PR #5289, opened 2026-09-13
fix(java): exclude pom profile dependencies that cannot be active

### LINKED ISSUE #5269: java-pom-cataloger reports dependencies from profiles that cannot be active
### What happened

`java-pom-cataloger` catalogs the dependencies of every `<profile>` in a pom, without looking at the profile's `<activation>`. Profiles that cannot be active in any build, and profiles explicitly marked `<activeByDefault>false</activeByDefault>`, contribute packages to the SBOM.

### How to reproduce

A single project pom at the scan root, no jars and no `META-INF` anywhere:

```xml
<project xmlns="http://maven.apache.org/POM/4.0.0">
  <modelVersion>4.0.0</modelVersion>
  <groupId>com.example</groupId>
  <artifactId>probe-app</artifactId>
  <version>1.0.0</version>
  <dependencies>
    <dependency>
      <groupId>com.google.guava</groupId><artifactId>guava</artifactId><version>32.1.2-jre</version>
    </dependency>
  </dependencies>
  <profiles>
    <profile>
      <id>never-active</id>
      <activation><jdk>[99,)</jdk></activation>
      <dependencies>
        <dependency>
          <groupId>com.example</groupId><artifactId>only-on-jdk99</artifactId><version>9.9.9</version>
        </dependency>
      </dependencies>
    </profile>
    <profile>
      <id>explicit-off</id>
      <activation><activeByDefault>false</activeByDefault></activation>
      <dependencies>
        <dependency>
          <groupId>com.example</groupId><artifactId>off-by-default</artifactId><version>0.0.1</version>
        </dependency>
      </dependencies>
    </profile>
  </profiles>
</project>
```

```
$ syft scan dir:. -q
NAME            VERSION     TYPE
guava           32.1.2-jre  java-archive
off-by-default  0.0.1       java-archive
only-on-jdk99   9.9.9       java-archive
probe-app       1.0.0       java-archive
```

`only-on-jdk99` requires JDK 99 or later. `off-by-default` is switched off in the pom. Both are reported.

### What I expected

`guava` and `probe-app`. A profile requiring a JDK range that no JDK satisfies cannot contribute dependencies to any build, and one marked `activeByDefault=false` with no other activator is off unless requested by `-P`.

### Where

`syft/pkg/cataloger/java/internal/maven/resolver.go` (`main` at 392539d):

```go
// DirectPomDependencies returns all dependencies directly defined in a project, including all defined in profiles.
// This does not resolve any parent or transitive dependencies
func DirectPomDependencies(pom *Project) []Dependency {
	dependencies := deref(pom.Dependencies)
	for _, profile := range deref(pom.Profiles) {
		dependencies = append(dependencies, deref(profile.Dependencies)...)
	}
	return dependencies
}
```

The comment says "including all defined in profiles", so this looks deliberate, which is why I am raising it as a question rather than asserting a mistake. `pomManagedDependencies` merges profile `<dependencyManagement>` the same way; that one seems harmless, since managed entries only supply versions for dependencies that are declared elsewhere.

### Why it matters

Inactive-profile dependencies are packages a vulnerability matcher will act on, for software that is not there. This is not a synthetic concern — I found it in a released artifact. `xmlsec-2.3.4.jar` from Maven Central carries a `jdk19-plus` profile, so scanning it unpacked reports `jakarta.xml.bind-api 2.3.3`, `jaxb-runtime 2.3.3` and `saaj-impl 1.5.3` regardless of the JDK involved, and two of those three are `<scope>test</scope>` as well. Profiles keyed on `<os>`, `<jdk>` or a build property are common in libraries that ship platform-specific or JDK-specific code paths, and by construction at most one of a set of mutually exclusive profiles can apply to a given build.

### The trade-off, as I understand it

Being inclusive is defensible: Syft scans an artifact or a tree, not a build invocation, so it cannot know which profile a build would activate, and dropping profile dependencies would lose real ones for anybody who does build with `-P`. That argues for reporting them, and it is presumably the reason for the current code.

Against it: some profiles are knowably inapplicable from the pom alone, without guessing anything about the build.

So there is a cheap subset that needs no policy decision about profiles in general — skip a profile when its activation makes it impossible or explicitly off:

- `<activeByDefault>false</activeByDefault>` and no other activation element,
- a `<jdk>` range that no released JDK satisfies.

Anything beyond that (evaluating `<os>`, `<property>`, `<file>`, or honouring `activeByDefault=true` semantics the way Maven does, where a default profile is suppressed as soon as another profile in the pom activates) is a larger behaviour change, and I would rather hear which direction you want before writing it.

Options as I see them, smallest first:

1. Skip only the impossible and explicitly-off profiles above.
2. Evaluate activation against the scanning environment, the way `mvn` would.
3. Keep the current behaviour and document it, so consumers know pom-derived packages include conditional ones.

I am happy to implement whichever you prefer, tests included. Note that my account is at this repository's open pull request limit, so it may arrive as a draft until one of my open PRs is resolved.

### Anything else

Independent of #4832 and #5258, which concern `META-INF/maven/` embedded poms. The `xmlsec` numbers above came up while measuring those, but this reproduces on an ordinary project pom with no archive involved.

### Environment

- `syft version`: built from `main` at 392539d (SchemaVersion 16.1.10, go1.27.0)
- OS: Ubuntu 24.04 (WSL2)

kokhlo:
## Summary

`java-pom-cataloger` appended `<dependencies>` from every `<profile>` in a pom without evaluating `<activation>`, so profiles that cannot be active in any build still contributed packages to the SBOM (`DirectPomDependencies` in `syft/pkg/cataloger/java/internal/maven/resolver.go`). A vulnerability matcher then acts on software that is not in the artifact. The motivating case is the probe pom from the issue, whose `off-by-default` profile (`<activeByDefault>false</activeByDefault>` as its only activation configuration) is exactly what this PR learns to drop.

> **Correction (per [review](https://github.com/anchore/syft/pull/5289#issuecomment-5714531186)):** an earlier revision of this summary cited `xmlsec-2.3.4.jar` as a case fixed here. It is not — its `jdk19-plus` profile activates on `[9,)`, which is satisfiable, so its JAXB/SAAJ packages correctly remain with this change. Those packages trace to `<scope>test</scope>` dependencies and to the pom being an embedded `META-INF/maven/` build descriptor, which are tracked in #4832 and #5258.

This PR skips two categories of knowably-inactive profiles, judging only from the pom (minimal Maven activation semantics):

- **explicitly off**: the only activation configuration is `<activeByDefault>false</activeByDefault>` — the pom documents the profile as off unless requested with `-P`;
- **unsatisfiable JDK requirement**: a `<jdk>` range that no JDK can ever satisfy — an empty range (e.g. `[17,9)`) or a bounded range below every JDK (e.g. `(,1.0)`).

**Open upper bounds are satisfiable** (semantics adopted from the review, landing as a follow-up commit on this branch): a range like `[9,)` has no ceiling to check — any lower bound is met by a high enough JDK, whether or not one has shipped yet — and a bare version is treated as a minimum. This keeps the routine gate-on-newest-JDK shape (`[27,)` as of this writing) working without a newest-known-JDK constant that goes stale at every JDK release, at the cost of counting a synthetic `[99,)` as satisfiable. Concretely: `[9,)` / `[27,)` / `[99,)` → satisfiable; `[17,9)` / `(,1.0)` → unsatisfiable; `!1.4` → satisfiable (parse-failure fallback).

Kept **included** (potentially active):
- profiles with no `<activation>` block (can be selected with `-P`);
- profiles with a satisfiable `<jdk>` requirement (e.g. the common `java9+` / `[9,)`);
- profiles with `<os>`, `<property>`, or `<file>` activators — these are environment-dependent, and evaluating them against the scan environment would be the larger behavior change discussed as option 2 in the issue; happy to take that in a follow-up if wanted.

`pomManagedDependencies` is unchanged: managed entries only supply versions for dependencies declared elsewhere, so merging them from all profiles is harmless as the issue notes.

Implementation notes:
- new `profileCanBeActive` helper (`syft/pkg/cataloger/java/internal/maven/profile_activation.go`) with unit tests covering no-activation, activeByDefault true/false (standalone and combined with a jdk activator), satisfiable/unsatisfiable jdk ranges, bare-version jdk requirements, and os/property/file activators;
- `jdkRequirementSatisfiable` parses Maven version ranges (`[9,)`, `[17,9)`, `(,1.0]`, `[1.5]`) and bare versions. A nil upper bound — and a parsed bare version — is satisfied without probing; only bounded ranges are checked against released JDK versions, so there is no newest-known-JDK ceiling to go stale. Unparseable requirements are conservatively treated as satisfiable (never drop dependencies on a parse failure).

## Testing

```
$ go test ./syft/pkg/cataloger/java/ -run 'Pom|pom|Profile|profile' -v
--- PASS: Test_parsePomXML (0.00s)
--- PASS: Test_parseCommonsTextPomXMLProject (0.02s)   # existing java9+ profile expectations unchanged
--- PASS: Test_parsePomXMLProject (0.00s)
--- PASS: Test_parsePomXMLSkipsInactiveProfiles (0.00s)  # regression: pom from the issue
--- PASS: Test_corruptPomXml (0.00s)
...
$ go test ./syft/pkg/cataloger/java/internal/maven/
ok  github.com/anchore/syft/syft/pkg/cataloger/java/internal/maven	0.552s   # incl. Test_profileCanBeActive (13 cases), Test_DirectPomDependencies_skipsInactiveProfiles
```

The regression test uses the exact pom from the issue as a fixture (`testdata/pom/inactive-profiles/pom.xml`) plus a satisfiable `jdk 9+` profile that must still contribute its dependency.

Note: full `go test ./syft/pkg/cataloger/...` cannot pass on this machine — a dozen packages (binary, debian, dotnet, golang, …, java archive tests) require `docker` to generate test fixtures, which is not installed here. Verified identical failures on a clean checkout of `main` (`git stash -u` → same `docker: command not found` failures), so they are environmental, not introduced by this change; CI will run them.

Fixes #5269


Eljees:
Thanks for picking this up, and for using the probe pom as the regression fixture. I built the branch at `bfce632` and ran it against the same artifacts I used for the report. Two findings, one of which affects what the PR claims to fix.

### 1. The `xmlsec` example in the summary is not affected by this change

The summary cites `xmlsec-2.3.4.jar` as the motivating case. That profile activates on a range that *is* satisfiable:

```
profile release        activation{property=''}   deps=0
profile jdk18          activation{jdk='1.8'}     deps=0
profile jdk19-plus     activation{jdk='[9,)'}    deps=3   <- the JAXB/SAAJ three
```

So `profileCanBeActive` returns true for it, and the three packages stay. Scanning the real unpacked jar:

```
main     20 packages
#5289    20 packages   (identical; jakarta.xml.bind-api, jaxb-runtime, saaj-impl all still present)
```

That is not an argument against the PR — the `activeByDefault=false` half is real and worth having, and my probe pom's `off-by-default` profile is correctly dropped. It is only the summary that overstates the reach. The `xmlsec` three are better addressed elsewhere: two of them are `<scope>test</scope>`, and the pom is an embedded `META-INF/maven/` build descriptor, which is the subject of #4832 and #5258. My report used `xmlsec` to show the activation problem exists in released artifacts, and I should have been clearer that its own profile is a satisfiable one. Apologies for the misdirection.

### 2. `maxKnownJDKMajorVersion = 26` is already stale, and the failure direction is the unsafe one

JDK 27 reached general availability on 15 September 2026, two days ago. On the branch head:

```
jdkRequirementSatisfiable("[25,)") = true
jdkRequirementSatisfiable("[26,)") = true
jdkRequirementSatisfiable("[27,)") = false   <- current JDK
jdkRequirementSatisfiable("[28,)") = false
jdkRequirementSatisfiable("[17,9)") = false  <- correct, empty range
jdkRequirementSatisfiable("!1.4")   = true   <- negation survives via the parse-failure fallback, good
```

A pom with `<jdk>[27,)</jdk>` — the normal way to gate code on the current release — loses that profile's dependencies today. The code comment says the bound "only becomes more permissive as new JDKs ship (never drops profiles it previously kept)", but the direction is the other way: while the constant sits still and the JDKs move, it drops profiles it should keep. It is the false-drop this PR is otherwise careful to avoid, on a six-month clock.

### Suggestion

For a range with an open upper bound the ceiling is not needed at all: any lower bound is met by a high enough JDK, if not one released today then one released later. Same for a bare version, which is treated as a minimum. The genuinely unsatisfiable cases survive, since they all have an upper bound.

```go
	if r.upper == nil {
		// open upper bound: satisfied by a high enough JDK, whether or not one has shipped yet.
		return true
	}
	return anyProbeMatches(r.matches)
```

plus returning `true` in the bare-version branch once it parses. Measured with that applied:

```
"[9,)"   = true    "[27,)" = true    "[28,)" = true
"[17,9)" = false   "(,1.0)" = false  "!1.4"  = true
```

**The cost, stated plainly:** `[99,)` then counts as satisfiable, so three of your cases change — `jdk unsatisfiable lower bound`, `jdk-99-exact`, and the `only-on-jdk99` half of `Test_DirectPomDependencies_skipsInactiveProfiles` (and the matching `parse_pom_xml` expectation). I verified that is the whole blast radius: nothing else in `.../internal/maven` or the java pom tests moves.

That is a real trade. `[99,)` came from my report, where I wrote it as a synthetic "cannot ever be true" case; I have not seen a pom gate on an unreleased JDK in the wild, whereas gating on the newest one is routine. So my read is that dropping the ceiling costs a case that does not occur and removes a recurring source of wrong output. If you would rather keep the ceiling, then bumping it to 27 fixes today and the comment should say that the constant needs a bump at each JDK release, rather than that staleness is harmless.

Happy to send either version as a commit to your branch if that is easier than doing it yourself — my account is at this repository's open-PR limit, so a commit to yours is more useful than anything I can open. Either way the `activeByDefault` half stands on its own and I would like to see it land.

kokhlo:
Thanks for the thorough review — and for flagging that the `xmlsec` example overstates the reach of this change. You're right on both counts: the `jdk19-plus` profile (`activation{jdk='[9,)'}`) is satisfiable and stays, so the summary claiming the JAXB/SAAJ trio as a motivating case was wrong of me to carry over from the issue report. I've updated the PR description to drop it and to point at #4832 / #5258 as the right place for the embedded-`META-INF/maven/` half of that story.

On the ceiling: I'd like to adopt your nil-upper-bound semantics. The trade you stated is convincing — `[99,)` was a synthetic case from your report, while gating on the newest released JDK (`[27,)` today) is the routine shape, and the current constant drops exactly those, in the unsafe direction, on a six-month clock. Treating an open upper bound as satisfied (plus `true` in the bare-version branch) removes the staleness failure mode entirely rather than bumping the constant per release. Adopted semantics, matching your measurements:

| requirement | satisfiable |
|---|---|
| `[9,)`, `[27,)`, `[28,)`, `[99,)` | true |
| `[17,9)` (empty range) | false |
| `(,1.0)` | false |
| `!1.4` (negation via parse-failure fallback) | true |

And yes — happy to take you up on the offer. Since your account is at the open-PR limit, please push your proposed commit to `kokhlo:syft` branch `fix-5269-inactive-pom-profiles` (the PR head; currently at `bfce632`). Whichever version you find preferable — the nil-upper-bound one if you have no further preference. If it's easier for you to leave the mechanics to me, I'll apply the nil-upper-bound change and update the three affected cases (`jdk unsatisfiable lower bound`, `jdk-99-exact`, the `only-on-jdk99` half of `Test_DirectPomDependencies_skipsInactiveProfiles` + the matching `parse_pom_xml` expectation) myself — either works, whatever saves you the round-trip.

Eljees:
Let's go with you applying it — simplest path, no need to sort out push access to your branch. The three cases you flagged match what I found too (`jdk unsatisfiable lower bound`, `jdk-99-exact`, the `only-on-jdk99` half of `Test_DirectPomDependencies_skipsInactiveProfiles` + the matching `parse_pom_xml` expectation), so nothing else should move. Thanks for chasing down the `xmlsec` claim and for working through the ceiling trade properly.

kokhlo:
Nil-upper-bound semantics applied in 30932612: a `<jdk>` range with an open upper bound (or a bare version / unparseable value, e.g. `!1.4`) is now treated as satisfiable; only ranges with an upper bound keep the released-JDK probe, so nothing goes stale as new JDKs ship. The three affected cases are updated in the same commit (`jdk open upper bound beyond any released JDK`, `jdk bare version beyond any released JDK`, and the `only-on-jdk99` half of `Test_DirectPomDependencies_skipsInactiveProfiles` + the matching `parse_pom_xml` fixture). Focused tests green: `go test ./syft/pkg/cataloger/java/internal/maven/...` and the pom tests in `./syft/pkg/cataloger/java/...` pass; the pre-existing docker-fixture failures on this machine are unrelated (confirmed on the base commit).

What you are asked to do: Quote the listing above, but only from the line that shows "- OS: Ubuntu 24.04 (WSL2)" through the line that shows "learns to drop.".

Written response:
- OS: Ubuntu 24.04 (WSL2)

kokhlo:
## Summary

`java-pom-cataloger` appended `<dependencies>` from every `<profile>` in a pom without evaluating `<activation>`, so profiles that cannot be active in any build still contributed packages to the SBOM (`DirectPomDependencies` in `syft/pkg/cataloger/java/internal/maven/resolver.go`). A vulnerability matcher then acts on software that is not in the artifact. The motivating case is the probe pom from the issue, whose `off-by-default` profile (`<activeByDefault>false</activeByDefault>` as its only activation configuration) is exactly what this PR learns to drop.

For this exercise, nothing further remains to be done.